BEGIN Source material
PR #912, opened 2017-05-23
Convert the method parameter to lowercase

luciy:
In some cases, passing Request Method in uppercase causes some errors.

Example:

```
axios.defaults.headers.post['Content-Type'] = 'application/x-www-form-urlencoded';

return axios({
  method: 'POST',
  url: url
});
```

PR #917, opened 2017-05-26
Limit the request method type

ofirgeller:
breaking change: Before this change the uppercase form of each method works as well as the lowercase. This change will cause typescript compiler errors for users that chose to use the upper case form.

### DIFF
--- a/index.d.ts
+++ b/index.d.ts
@@ -18,7 +18,7 @@ export interface AxiosProxyConfig {
 
 export interface AxiosRequestConfig {
   url?: string;
-  method?: string;
+  method?: 'get'|'delete'|'head'|'post'|'put'|'patch';
   baseURL?: string;
   transformRequest?: AxiosTransformer | AxiosTransformer[];
   transformResponse?: AxiosTransformer | AxiosTransformer[];


rubennorte:
Thanks for the PR but I think it's a better idea to accept both (uppercase and lowercase). #912 is in progress for it.

ofirgeller:
@rubennorte 

That can be done simply by changing the code to 
`method?: 'get'|'delete'|'head'|'post'|'put'|'patch'|'GET'|'DELETE'|'HEAD'|'POST'|'PUT'|'PATCH';`

That would still be an improvement for the user (no errors due to misspelling).

I do think that it would be less nice for auto complete and I personally don't like to create two ways of doing the same thing but sure. ¯\_(ツ)_/¯

rubennorte:
@ofirgeller I see the point, but there's also the fact that we don't currently limit the allowed request methods. In this case, you're missing OPTIONS, CONNECT and TRACE from the spec.

@nickuraltsev you know TS better than I do. WDYT?

nickuraltsev:
I don't believe we should limit the allowed request methods. If someone wants to use a non-standard HTTP method like [`PURGE`](https://www.varnish-cache.org/docs/3.0/tutorial/purging.html), axios should let them do that.

ofirgeller:
@nickuraltsev 

I see your point, but this is an edge case and the user can always cast to any to get around the type.

`config.method = 'PURGE' as any;`

Also If it's not an edge case because a none standard method is common in the real world we can include it in the type.

PR #918, opened 2017-05-26
Update combineURLs.js

lzxb:
relativeURL You might pass in the number


rubennorte:
Sorry but I don't see the point for this change. `relativeURL` must be a string and accepting anything else may cause more errors than it solves. You should convert the value in your code.

PR #927, opened 2017-05-30
Fixing error on Cancel

hugocaillard:
When using Axios along with Bluebird, requests cancellations has a warning:
```
Warning: a promise was rejected with a non-error: [object Object]
```

The PR makes Axios throw a true custom error on request cancellation.

### DIFF
--- a/lib/cancel/Cancel.js
+++ b/lib/cancel/Cancel.js
@@ -8,12 +8,13 @@
  */
 function Cancel(message) {
   this.message = message;
+  this.__CANCEL__ = true;
 }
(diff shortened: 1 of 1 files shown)


rubennorte:
This behaviour is intended as it follows this [Cancellable Promise proposal](https://github.com/tc39/proposal-cancelable-promises/tree/0e769fda8e16bff0feffe964fddc43dcd86668ba) that was finally withdrawn.

We don't have plans to replace this until another approach has enough traction in the ecosystem.

PR #930, opened 2017-05-31
Convert the method parameter to lowercase

luciy:
In some cases, passing Request Method in uppercase causes some errors.

Example:

axios.defaults.headers.post['Content-Type'] = 'application/x-www-form-urlencoded';

return axios({
  method: 'POST',
  url: url
});

https://github.com/mzabriskie/axios/pull/912


nickuraltsev:
Thank you for the PR!

alasdairhurst:
@nickuraltsev Maybe this should have been a major version bump. It broke a lot of my tests which asset that the method passed in is the same as the method in the result.data.config in the callback since CI picked up this version.

Issue #945, opened 2017-06-08
safari-extension: protocol should be treated similar to the file: protocol


geoffdutton:
#### Summary

While building a Safari extension, I noticed that URLs using `safari-extension:` return a status of 0, even though the request was successful and the response data is returned correctly.

I will be making a pull request to add this check.

#### Context

- axios version: v0.16.2
- Environment: safari

robaxelsen:
Closing, see reason in #947.

PR #947, opened 2017-06-08
Remove file: protocol check when response status is 0

geoffdutton:
Fix for #945.

Edit: I've removed the check for the `file:` protocol. If `response.status` is 0, but the `responseURL` is truthy, it's considered okay.

~~I've added two tests:~~
~~1. A test for the `file:` protocol, as that wasn't there~~
~~2. A similar test for the `safari-extension:` protocol~~

~~I've also fixed a few ESLint errors.~~

### DIFF
--- a/lib/adapters/xhr.js
+++ b/lib/adapters/xhr.js
@@ -56,8 +56,9 @@ module.exports = function xhrAdapter(config) {
       // The request errored out and we didn't get a response, this will be
       // handled by onerror instead
       // With one exception: request that using file: protocol, most browsers
-      // will return status as 0 even though it's a successful request
-      if (typeof request.status !== 'number') {
+      // will return status as 0 even though it's a successful request, but the
+      // responseURL will be set
+      if (request.status === 0 && !request.responseURL) {
         return;
       }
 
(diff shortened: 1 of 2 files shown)


rubennorte:
We don't officially support Safari Extensions and I'm afraid that using that code in Axios core would imply that we do (potentially opening more issues we aren't capable of taking care at the moment). I see that jQuery just checks for the `0` status code, so maybe it's safe to remove the `file:` restriction. See https://github.com/jquery/jquery/blob/d2a380759f17abd54bb7576c6a1b40e2f069c3f3/src/ajax/xhr.js#L93
 
On the other hand, I don't know what ESLint configuration you've been using but most of those weren't errors. Please revert the code so only the relevant changes are applied.

geoffdutton:
Okay I've removed the `file:` protocol restriction. 

Regarding the lint errors, if I run `grunt test`, I see this:
image

geoffdutton:
Shoot, I reverted the test as well. I'll update shortly.

robaxelsen:
Closing this, due to reasons stated by @rubennorte [above.](https://github.com/axios/axios/pull/947#issuecomment-322052904)

PR #955, opened 2017-06-14
Documentation change for transformRequest

kmayer:
Modify README to show how you could change a header dynamically via transformRequest API


rubennorte:
Thanks for your contribution.

PR #965, opened 2017-06-20
Add documentation about how to implement `promise.prototype.finally` in ES6

BrodaNoel:
Add documentation about how to implement `promise.prototype.finally` in ES6


BrodaNoel:
Makes sense.

PR #966, opened 2017-06-20
refactor(http): use ClientRequest "aborted" value

rayrutjes:
The [ClientRequest](https://nodejs.org/dist/latest-v8.x/docs/api/http.html#http_class_http_clientrequest) has an "[aborted](https://nodejs.org/dist/latest-v8.x/docs/api/http.html#http_request_aborted)" key having a value of the timestamp of when the request was aborted or which is `undefined` otherwise.

This PR aims to remove the unnecessary local `aborted` variable.

This is also safer because users could choose to manually abort the request, and currently it would not be taken into account immediately.

Do I miss something here?

### DIFF
--- a/lib/adapters/http.js
+++ b/lib/adapters/http.js
@@ -19,7 +19,6 @@ module.exports = function httpAdapter(config) {
     var data = config.data;
     var headers = config.headers;
     var timer;
-    var aborted = false;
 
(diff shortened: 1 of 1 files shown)


rubennorte:
Thanks for the PR!

PR #974, opened 2017-06-26
support tcp NO_DELAY

leonlau:
export  noDelay option ,it can enable TCP NO_DELAY(disable Nagle algorithm)


chinesedfan:
Closed due to the repository has been removed. And in favor of #2808.

PR #2062, opened 2019-03-26
Fix type of progressEvent

vldvel:
https://github.com/Microsoft/TypeScript/blob/master/lib/lib.dom.d.ts#L11477

OnUploadProgress and onDownloadProgress have an event — a progressEvent, which is of type ProgressEvent, but in the library it is any that is wrong.


chinesedfan:
Closed in favor of #2851. Thanks all the same.

Issue #1635, opened 2018-06-26
Support for brotli compression


therealmarv:
#### Summary

We turned on the brotli compression on our nginx backend and tried to use our nuxt.js frontend on top of this.

After some debugging we figured out we get strange responses and Axios could not handle them on the frontend.

It turned out Axios cannot handle brotli responses yet. It needs to decompress them with a brotli decompressor.

Relevant LOCs are here:
https://github.com/axios/axios/blob/cb630218303095c0075182b542ccb2f72d20dd9d/lib/adapters/http.js#L156-L160

Just some backend Ubuntu Linux example on how to get brotli running easily in nginx without compiling (see ppa in this article): https://certsimple.com/blog/nginx-brotli

#### Context

- axios version: axios@0.18.0
- Environment: nuxtjs/axios@5.3.1, Chrome 68, macOS 10.13.5

manniL:
Second this

therealmarv:
@Mattwmaster58 a brotli JS based decompression could work with "case" handling as I showed in the bug report. So yes, a PR is needed. There are some brotli JS libraries available.

jamessawyer:
I want to use brotli in a react native project. It's a great feature, please add it to axios! thanks

chinesedfan:
#2661 has added an option to disable the default decompress. Then users can decompress data with customized algorithms by themselves, with help of `responseType: stream` and `transformResponse`.

```
axios({
  decompress: false,
  responseType: 'stream',
  transformResponse(data) {
    return data.pipe(zlib.createBrotliDecompress())
  }
})
```

PR #2071, opened 2019-03-31
Adding Brotli Support

hlthi:
#1635 
[Native support](https://github.com/nodejs/node/pull/24938)
[Node Documentation](https://nodejs.org/api/zlib.html#zlib_class_zlib_brotlidecompress)


rikless:
Maybe it's a good time to merge this PR ?

lib/adapters/http.js
```diff
@@ -189,11 +189,21 @@ module.exports = function httpAdapter(config) {
...
+        if (typeof zlib.createBrotliDecompress !== 'function') break;
+        // add the decompress to the body stream processing pipeline
+        stream = stream.pipe(zlib.createBrotliDecompress());
+
         // remove the content-encoding in order to not confuse downstream operations
         delete res.headers['content-encoding'];
         break;
       }
 
+
```
yasuf: remove empty line? maybe we should add an lint bot

test/unit/adapters/http.js
```diff
@@ -179,6 +179,41 @@ describe('supports http with nodejs', function () {
...
 
+  it('should support transparent brotli', function (done) {
+    var data = {
+      firstName: 'Fred',
+      lastName: 'Flintstone',
+      emailAddr: 'fred@example.com'
+    };
+
+    // for old node version
+    if (typeof zlib.brotliCompress !== 'function'){
```
yasuf: I don't think this is a good way to have test coverage, since the coverage will depend on the version of the environment and always run just 1 test instead of both, can you try adding separate tests for each condition? maybe by creating a context where zlib doesn't have this function

yasuf: also should this check for `createBrotliDecompress`? or is `brotliCompress` fine? not sure if I'm missing something here?

test/unit/adapters/http.js
```diff
@@ -191,6 +226,22 @@ describe('supports http with nodejs', function () {
     });
   });
 
+  it('should support brotli error handling', function (done) {
+    if(typeof zlib.brotliCompress === 'function'){
```
yasuf: similar here, I'd suggest removing the conditional from the test

yasuf: I don't know if this is actually running, since `brotliCompress` is probably undefined?

test/unit/adapters/http.js
hlthi: > also should this check for `createBrotliDecompress`? or is `brotliCompress` fine? not sure if I'm missing something here?

All brotli function came into node same time. If there is one, the others must be.

https://nodejs.org/api/zlib.html#zlib_class_brotlioptions
https://nodejs.org/api/zlib.html#zlib_class_zlib_brotlicompress
https://nodejs.org/api/zlib.html#zlib_class_zlib_brotlidecompress
https://nodejs.org/api/zlib.html#zlib_zlib_brotlicompress_buffer_options_callback
https://nodejs.org/api/zlib.html#zlib_zlib_brotlicompresssync_buffer_options
https://nodejs.org/api/zlib.html#zlib_zlib_brotlidecompress_buffer_options_callback
https://nodejs.org/api/zlib.html#zlib_zlib_brotlidecompresssync_buffer_options

hlthi: > I don't think this is a good way to have test coverage, since the coverage will depend on the version of the environment and always run just 1 test instead of both, can you try adding separate tests for each condition? maybe by creating a context where zlib doesn't have this function

Sorry I cant, it is enough for me.

chinesedfan:
Closed in favor of https://github.com/axios/axios/issues/1635#issuecomment-603258750. Thanks for @hlthi's help all the same.

PR #2075, opened 2019-04-02
Improve typings: set isAxiosError to true

charlax:
Restrict typings since `isAxiosError` is always set to true. This allows discriminating between axios errors and non-axios errors.


jasonsaayman:
Hi,

Thanks for this, I think a custom error would serve this better than this solution.

Thanks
END Source material
What is needed:
Looking back over the data above, restate word for word the lines that begin at the line with "I will be making" and end at the line with "--- a/lib/adapters/xhr.js", inclusive.

Solved exercise:
I will be making a pull request to add this check.

#### Context

- axios version: v0.16.2
- Environment: safari

robaxelsen:
Closing, see reason in #947.

PR #947, opened 2017-06-08
Remove file: protocol check when response status is 0

geoffdutton:
Fix for #945.

Edit: I've removed the check for the `file:` protocol. If `response.status` is 0, but the `responseURL` is truthy, it's considered okay.

~~I've added two tests:~~
~~1. A test for the `file:` protocol, as that wasn't there~~
~~2. A similar test for the `safari-extension:` protocol~~

~~I've also fixed a few ESLint errors.~~

### DIFF
--- a/lib/adapters/xhr.js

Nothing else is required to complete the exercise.